Screening for coeliac disease in rural Australia

Anti-tissue transglutaminase (anti-tTG) antibody assays were used to screen people in the rural Western Australian community of Busselton for coeliac disease.  The study had the dual aim of, determining the prevalence of coeliac disease in the community: and whether the anti-tTG assay is appropriate for population screening for coeliac disease. 

Samples for this study were analysed retrospectively from those taken in 1994-1995 from 3011 subjects in the Busselton Health Study follow-up. Assays for IgA and IgG anti-tTG antibodies were performed, and positive or equivocal samples were retested with a different commercial anti-tTG assay. Where the subjects from the Busselton Health Study were still able to be contacted, those with one or more positive assay results were interviewed, had serum collected for repeat anti-tTG assays and for HLA-DQ2 and HLA-DQ8 haplotyping and, if appropriate, gastroscopy and duodenal biopsy were performed. In unavailable subjects, HLA-DQ2 and -DQ8 haplotyping was performed on stored sera. Total serum IgA levels were assessed in subjects with initially negative assay results.

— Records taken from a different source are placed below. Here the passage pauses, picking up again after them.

Issue #20061, opened 2019-12-11
bug: The ionChange event of ion-input is triggered the second time the page is entered


C-racker:
# Bug Report

**Ionic version:**

[x] **4.x**

**Current behavior:**

`<ion-input [(ngModel)]="tests" (ionChange)="test($event)"></ion-input>`

```
ngOnInit(
  this.tests = '123';
)

test($event){
 console.log('$event :', $event);
}
```

This is triggered the second time the page is accessed

**Expected behavior:**

If the user is not actively typing, no change event needs to be triggered

mhartington:
👋  Hi there! Are you able to provide a small demo repository to debug this? I'm not able to replicate this locally.

C-racker:
> 👋 Hi there! Are you able to provide a small demo repository to debug this? I'm not able to replicate this locally.

https://stackblitz.com/edit/ionic-v4-angular-tabs-2ynupd

hscheuerle:
In the example, your button's method goToPage pushes the test1 component onto the router history. When you click the ion-back-button, you navigate back in the stack which pops the router history and destroys the component. You are seeing multiple onInit calls because the component is destroying and initializing correctly.

sithwarrior:
I changed the example, just to answer the question from @hscheuerle .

In 47 of 3011 serum samples (1.56%), at least one anti-tTG assay gave positive results: 31 of the subjects who provided these sera were available for further testing, and 21 of these subjects underwent a gastroscopy. Seventeen subjects (0.56%) were diagnosed with definite coeliac disease.

In 12 subjects, coeliac disease status was considered equivocal, with one or more positive anti-tTG assay results and an HLA haplotype consistent with coeliac disease. If these subjects were regarded as having coeliac disease, the prevalence of CD would be 0.96%.

The prevalence of coeliac disease in the rural population screened is at least 0.56% and may be closer to 1%. The use of a single anti-tTG assay for coeliac disease screening produced many discrepancies.  However, the use of different assays may improve the reliability and decrease the need for confirmatory gastroscopy and duodenal biopsy.

Reference: Chin et al. 2009 Medical Journal of Australia. Vol 190(8) pp 429-32.